J Thorac Oncol. 2016 Oct 5;:
BACKGROUND: Impairment in aerobic fitness is a potential modifiable risk factor for postoperative complications. In this randomized controlled trial, we hypothesized that a high-intensity interval training (HIIT) program enhances cardiorespiratory fitness before lung cancer surgery and therefore reduces the risk of postoperative complications.
METHODS: Patients with operable lung cancer were randomly assigned to usual care (UC, N=77) or preoperative rehabilitation based on HIIT (Rehab, N=74). Maximal cardiopulmonary exercise testing and the six-minute walk test were performed twice before surgery. The primary outcome measure was a composite of death and in-hospital postoperative complications.

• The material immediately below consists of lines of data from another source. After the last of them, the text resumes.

PR #20141, opened 2021-03-27
dev-java/easymock: EAPI 7

vaukai:
Patch out missing dependency on "com.google.dexmaker.stock"


vaukai:
@fordfrog Do you see a chance to get the missing "com.google.dexmaker.stock" packaged?  If not we need to keep it patched out.

fordfrog:
@vaukai examples are not installed auto-magically, you have to copy that `src_install` from the current ebuild to install examples.

vaukai:
> @vaukai examples are not installed auto-magically, you have to copy that `src_install` from the current ebuild to install examples.

Not that simple.  Upstream moved to hosting their code on Github and the tarball there does not have the samples.jar or examples directoty.  Should I switch back to the Sourceforge-hosted tarball?

fordfrog:
@vaukai you can keep it this way, but then you should drop `examples` use flag as it is not used anymore.

vaukai:
> @vaukai you can keep it this way, but then you should drop `examples` use flag as it is not used anymore.

Done.

fordfrog:
@vaukai cool, thanks! :-)

PR #20143, opened 2021-03-27
www-apps/radicale: bump to 3.0.6 and added python3.9

scardracs:
Bumped to new version and added dev-python/defusedxml as RDEPEND.
Tested against python3.8/3.9 and gcc10. Not tested with musl.


scardracs:
@thesamesam @juippis looks like there is a problem with Manifest

PR #20144, opened 2021-03-27
media-sound/wildmidi: update to 0.4.4

winterheart:


media-sound/wildmidi/wildmidi-0.4.4.ebuild
```diff
@@ -0,0 +1,59 @@
...
+	player? (
+		alsa? ( media-libs/alsa-lib )
+		openal? ( media-libs/openal )
+	)
+"
+RDEPEND="${DEPEND}
+	media-sound/timidity-freepats
+"
+
+REQUIRED_USE="player? ( ^^ ( alsa oss openal ) )"
```
juippis, line 27: I'd like to transform this `REQUIRED_USE` into a priority-like contsruct within `src_configure`. Something like, if `+alsa` then choose alsa, if `-alsa +oss` choose oss and if `-alsa -oss +openal` use that.

juippis (approved):

PR #20147, opened 2021-03-27
media-video/qmplay2: bump v21.03.09

arthurzam:
- add `pipewire` use flag (add description to `metadata.xml`
- update the live version
- use `xdg.eclass` and remove custom calls to `xdg-utils.eclass`.

(It is easier to see my changes on the live version to compare).


media-video/qmplay2/qmplay2-21.03.09.ebuild
```diff
@@ -0,0 +1,139 @@
...
+
+LICENSE="LGPL-3"
+SLOT="0"
+
+IUSE="avdevice +audiofilters +alsa cdio cuvid dbus extensions
+	gme inputs libass modplug notifications opengl pipewire portaudio
+	pulseaudio sid shaders vaapi vdpau +videofilters visualizations vulkan xv"
+
+REQUIRED_USE="
+	audiofilters? ( || ( alsa portaudio pulseaudio ) )
```
juippis, line 28: Does pipewire need to be added here? (And same question for -9999)

arthurzam: You are right. `pipewire` is a possible audio output device, therefore should also be in this array.
Fixed.

juippis (approved):
Doesn't work with `+vulkan` for me, rest looks good.

PR #20154, opened 2021-03-27
gtksharp2-removal

a17r:


thesamesam (approved):
General approval as one of the only devs in Gentoo with an interest in .NET/Mono.

jsmolic (approved):
Thanks, fine for `app-misc/gnutu`

PR #20159, opened 2021-03-28
dev-db/sqldeveloper-20.4.1.407.0006 version bump

fedeliallalinea:


dev-db/sqldeveloper/sqldeveloper-20.4.1.407.0006.ebuild
```diff
@@ -0,0 +1,92 @@
...
+KEYWORDS="-* ~amd64"
+
+IUSE="mssql mysql postgres sybase"
+
+RDEPEND="mssql? ( dev-java/jtds:1.3 )
+	mysql? ( dev-java/jdbc-mysql:0 )
+	postgres? ( dev-java/jdbc-postgresql:0 )
+	sybase? ( dev-java/jtds:1.3 )
+	>=dev-java/openjdk-8:*[javafx]
+	>=virtual/jre-1.8:*"
```
juippis: We usually sort unconditional deps before conditional ones, 
https://devmanual.gentoo.org/general-concepts/dependencies/
(just FYI)

juippis (approved):

dev-db/sqldeveloper/sqldeveloper-20.4.1.407.0006.ebuild
fedeliallalinea: Next release I change order, thank you.

PR #21081, opened 2021-06-02
sys-libs/libtermcap-compat: install .so symlink

zavorka:
Linker fails to find '-ltermcap' unless there's a .so symlink to it.


zavorka:
Sorry, I failed to notice the comment
```
# We only want this for binary-only packages, so we will only be installing
# the lib used at runtime; no headers and no files to link against
```

PR #21085, opened 2021-06-02
app-emulation/virt-manager: Update live ebuild

zippy2:
There was a patch merged recently into the upstream repo
(v3.2.0-82-g2024068b) that introduced new dependency on
dev-python/tqdm. And while I'm at it - let's declare branch which
should be checked out (master).


zippy2:
CC @trofi

trofi:
Pulled as is. Thank you!

PR #21092, opened 2021-06-02
libvirt: 7.4.0 update

jpds:
Tested on `amd64`.


kobboi:
Ebuild is failing -> https://bugs.gentoo.org/795144

PR #21093, opened 2021-06-02
dev-java/jdbc-mysql: bump to 8.0.25

vaukai:


fordfrog:
@vaukai thanks! i can see only `dev-db/sqldeveloper` depends on this package. still, i would give it at least a week if somethings pops up.

vaukai:
> @vaukai thanks! i can see only `dev-db/sqldeveloper` depends on this package. still, i would give it at least a week if somethings pops up.

Except [removal (last-rite) of gnu-classpath](https://bugs.gentoo.org/786093) I can't see anything urgent here. So we might give it the regular 30 days.

PR #21097, opened 2021-06-02
*/*: fix BadDefaultUseFlags

thesamesam:


idl0r:
The HAProxy one, -zlib, is intended, because the preferred one is the internal SLZ instead and zlib is default in the linux profile.
Also there's no repoman warning about being a bad USE-flag.

ionenwks:
> The HAProxy one, -zlib, is intended, because the preferred one is the internal SLZ instead and zlib is default in the linux profile.

That's nice on paper, but it doesn't do anything. If try to emerge it'll still nag about about disabling zlib, having IUSE=-zlib doesn't auto-disable it. If want it easier on users, rather than REQUIRED_USE it may work better to default to slz if both are set (with at most a warning to inform, a bit like man-db for berkdb+gdbm).

mkszuba:
LGTM as far as my ebuilds are concerned.

ulm:
> -foo in IUSE is invalid

These changes look good, but can you update commit messages please? The quoted statement is not correct.

> Dropping '-' from these flags has no impact on the actual default behaviour.

That's not entirely accurate either, depending on the `USE_ORDER` setting it may or may not have impact.

PR #21099, opened 2021-06-03
www-apps/gitea: version bump

nemunaire:
Hi!

Please find here an updated gitea ebuild!


onkelbeh (commented):
Can confirm it works on production since 16 hours, medium load.
Forced this update because 1.13.7 crashed from time to time.
Will come back if this one should crash, too. Compiled with go-1.16.5.

PR #21110, opened 2021-06-03
sci-libs/vtk: add py39 support and improve all-modules USE flag

waebbl:
- add missing flags to REQUIRED_USE
- add new mysql USE flag - needed by all-modules, adds new dependency on
	dev-db/mysql-connector-c. Dev-db/mariadb-connector-c isn't supported
	by this version. Fix an issue with using of deprecated my_bool when
	using mysql-connector-c.
- remove xdmf2 USE flag, block sci-libs/xdmf2 with all-modules:
	sci-libs/xdmf2 doesn't ship any cmake configuration files, which leads
	to configuration errors when trying to build against external xdmf2
- block sci-libs/xdmf2: when built against internal xdmf2, there are header
	file collisions with the header files installed by sci-libs/xdmf2
- add dependency on sci-libs/kissfft, bug #754684) and drop bundled
- fix an issue with xdmf3 library being installed in both library locations,
	lib and lib64
- fix QA issues with RPATH
- byte compile python files
- disable searching for zfp (no package in tree)
- addresses some QA issues with defined but unused cmake variables: fixing all
	of them would need a thorough testing of each single USE flag and checking
	where these belong to, in this over-complex build system (bug #660582)

Closes: https://bugs.gentoo.org/793839
Closes: https://bugs.gentoo.org/754684
Closes: https://bugs.gentoo.org/646846
Bug: https://bugs.gentoo.org/660582

### DIFF
--- a/sci-libs/oce/oce-0.18.3-r2.ebuild
+++ b/sci-libs/oce/oce-0.18.3-r2.ebuild
@@ -29,7 +29,7 @@ DEPEND="
 	freeimage? ( media-libs/freeimage )
 	gl2ps? ( x11-libs/gl2ps )
 	tbb? ( dev-cpp/tbb )
-	vtk? ( =sci-libs/vtk-8*[boost,imaging,qt5,python,rendering,views,xdmf2] )"
+	vtk? ( =sci-libs/vtk-8*[boost,imaging,qt5,python,rendering,views] )"
 RDEPEND="${DEPEND}"
 
 CHECKREQS_MEMORY="256M"
--- a/sci-libs/vtk/files/vtk-8.2.0-0001-fix-library-installation-dir-for-xdmf3.patch
+++ b/sci-libs/vtk/files/vtk-8.2.0-0001-fix-library-installation-dir-for-xdmf3.patch
@@ -1,0 +1,57 @@
+From 3aad9ec6004b7e3a82817f2f1e2840fc5f07c050 Mon Sep 17 00:00:00 2001
+From: Bernd Waibel <waebbl-gentoo@posteo.net>
+Date: Thu, 3 Jun 2021 13:13:38 +0200
+Subject: [PATCH] fix library installation dir for xdmf3
+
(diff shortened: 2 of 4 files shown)


Alessandro-Barbieri:
The idea was to package ZFP first

waebbl:
Go on, if you wish. This was just a by-product of adding python-3.9 support. The support can easily be brought in later.

Alessandro-Barbieri:
I'll make an ebuild after dinner

waebbl:
Fine, I like that! :)
It can take a considerable amount of time until a new package finds its way into the tree, while having support for python-3.9 and fixing those all-modules issues need some relatively quick update.

waebbl:
Please note, I'm not really happy about
- remove xdmf2 USE flag, block sci-libs/xdmf2 with all-modules:
sci-libs/xdmf2 doesn't ship any cmake configuration files, which leads
to configuration errors when trying to build against external xdmf2
- block sci-libs/xdmf2: when built against internal xdmf2, there are header
file collisions with the header files installed by sci-libs/xdmf2

I couldn't think of a better way, though. Let me know if there is any.

@thesamesam ready for review

waebbl:
@zpuskas Could you please review and/or comment on the oce changes? Thanks!

zpuskas:
> @zpuskas Could you please review and/or comment on the oce changes? Thanks!

I've compiled OCE against recent VTK-8 without xdmf2 flag and it seems to build fine.

waebbl:
> I've compiled OCE against recent VTK-8 without xdmf2 flag and it seems to build fine. I'm fine with this change.

Thanks for the review :)

waebbl (commented):
Need to undo the changes in vtk-8.2.0-r1.ebuild. Started by doing the changes in `-r1` first, but then decided to revbump the ebuild. Seems I have not cleanly undone the changes in `-r1`.

NVM, got confused. The `-r1` changes commit the changes needed for support of py39.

RESULTS: Groups were well balanced in terms of patient characteristics. During the preoperative waiting period (median 25 days), the peak oxygen consumption (peakVO2) and the six-minute walking distance increased (respectively, median +15 % [IQ 25-75%, +9 to +22%] P=0.003 and +15% [IQ25-75, +8 to +28%], P<0.001) in the Rehab group whereas VO2peak declined in the UC group (median -8% [IQ25-75, -16 to 0%], P=0.005). The primary endpoint did not differ significantly between the two groups: 27 of the 74 patients (35.5%) in the Rehab group and 39 of 77 patients (50.6%) in the UC group developed at least one postoperative complication (P=0.080). Noteworthy, the incidence of pulmonary complications was lower in the Rehab compared with the UC group (23% vs 44%, P=0.018), owing to a significant reduction in atelectasis (12.2% vs 36.4%, P<0.001) and this was accompanied by a shorter length of stay in the postanesthesia care unit (median -7 hours, IQ25-75% -4 to -10).
CONCLUSIONS: In this RCT, preoperative HIIT resulted in significant improvement in aerobic performances but failed to reduce early complications after lung cancer resection.